Swipe Fees (point of sales fees)
As a business owner, you pay the credit card company every time someone uses their card to pay you. These are always business-related expenses and fully tax deductible.
Miscellaneous Fees
There are sometimes other fees associated with using a credit card. For instance, do you need cash? Your cash advance fees are deductible.

src: credit.com

Monday, January 2, 2017

How to discharge a student loan? https://3wayfunding.com/optin

https://3wayfunding.com/optin, https://houstonmcmiller.com/how-to-get-business-credit-cards10667319, 1-888-883-3013

How to discharge student loans in bankruptcy?



When you’re trying to discharge a student loan in bankruptcy, you need to know which student loans are dischargeable.  There’s a difference between a federal student loan, federal student loan serviced by a private student loan, and a private student loan?

A federal student loan is issued by the federal government and serviced by the federal government.  They have a lower interest rate and the federal government usually can forgive the balance of the loan if you are not able to make the payments.

Now the federal student loans that are serviced by private lenders have been recalled by the federal government because the private servicer were not being flexible with the borrower with their payment plans.  Which also cause the borrower to default as well as taint the borrower credit.
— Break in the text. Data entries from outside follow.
PR #1194, opened 2017-10-19
Fixed Exponential Notation for GPX export

boldtrn:
[Kurviger](https://kurviger.de/en) received a [bug report](https://groups.google.com/d/msg/kurviger/b4TdQQSzkT8/nTGrpmTwAQAJ) that there can be an issue with the GPX export if coordinates are close to 0. The default formatting of Java for values like `0.000123` is `1.23E-4` which makes sense for readability, but some programs like Garmin Basecamp have issues importing these numbers.

This PR fixes this issue. I tried to stay as close to the current behaviour of GH as possible, but removing the exponential notation. For coordinates like 15.0 it prints 15.0 but not just 15 or 15.000000. Also values like 0.1 are printed as 0.1.

### DIFF
--- a/core/src/main/java/com/graphhopper/util/Helper.java
+++ b/core/src/main/java/com/graphhopper/util/Helper.java
@@ -63,7 +63,6 @@ public class Helper {
     private static final float DEGREE_FACTOR = Integer.MAX_VALUE / 400f;
     // milli meter is a bit extreme but we have integers
     private static final float ELE_FACTOR = 1000f;
-    private static final DecimalFormat DECIMAL_FORMAT = new DecimalFormat("#");
 
     private Helper() {
     }
@@ -483,13 +482,6 @@ public class Helper {
 
     public static final double round6(double value) {
         return Math.round(value * 1e6) / 1e6;
-    }
-
-    public static final String print6(double value) {
-        DECIMAL_FORMAT.setMinimumFractionDigits(1);
-        DECIMAL_FORMAT.setMaximumFractionDigits(6);
-        DECIMAL_FORMAT.setMinimumIntegerDigits(1);
-        return DECIMAL_FORMAT.format(value);
     }
 
     public static final double round4(double value) {
--- a/core/src/main/java/com/graphhopper/util/Helper.java
+++ b/core/src/main/java/com/graphhopper/util/Helper.java
@@ -37,6 +37,7 @@ import java.security.AccessController;
 import java.security.PrivilegedActionException;
 import java.security.PrivilegedExceptionAction;
 import java.text.DateFormat;
+import java.text.DecimalFormat;
 import java.text.NumberFormat;
 import java.text.SimpleDateFormat;
 import java.util.*;
@@ -62,6 +63,7 @@ public class Helper {
     private static final float DEGREE_FACTOR = Integer.MAX_VALUE / 400f;
     // milli meter is a bit extreme but we have integers
     private static final float ELE_FACTOR = 1000f;
+    private static final DecimalFormat DECIMAL_FORMAT = new DecimalFormat("#");
 
     private Helper() {
     }
@@ -481,6 +483,13 @@ public class Helper {
 
     public static final double round6(double value) {
         return Math.round(value * 1e6) / 1e6;
+    }
+
+    public static final String print6(double value) {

The third type of student loan is from private lenders, such as Sallie Mae, Citibank, Wells Fargo, bank of America, and Navient, which is a subsidiary of Sallie Mae.  When these private lenders issue student loans they do not have the federal government protection, so those loans are treated like a regular personal loan.  Which also means that these lenders make up their own rules when issuing loan and collecting on them.  They can increase the interest rates, if you miss a payment, they’ll send you collections, file the insurance claim get your student loan paid off and then force you to may them too.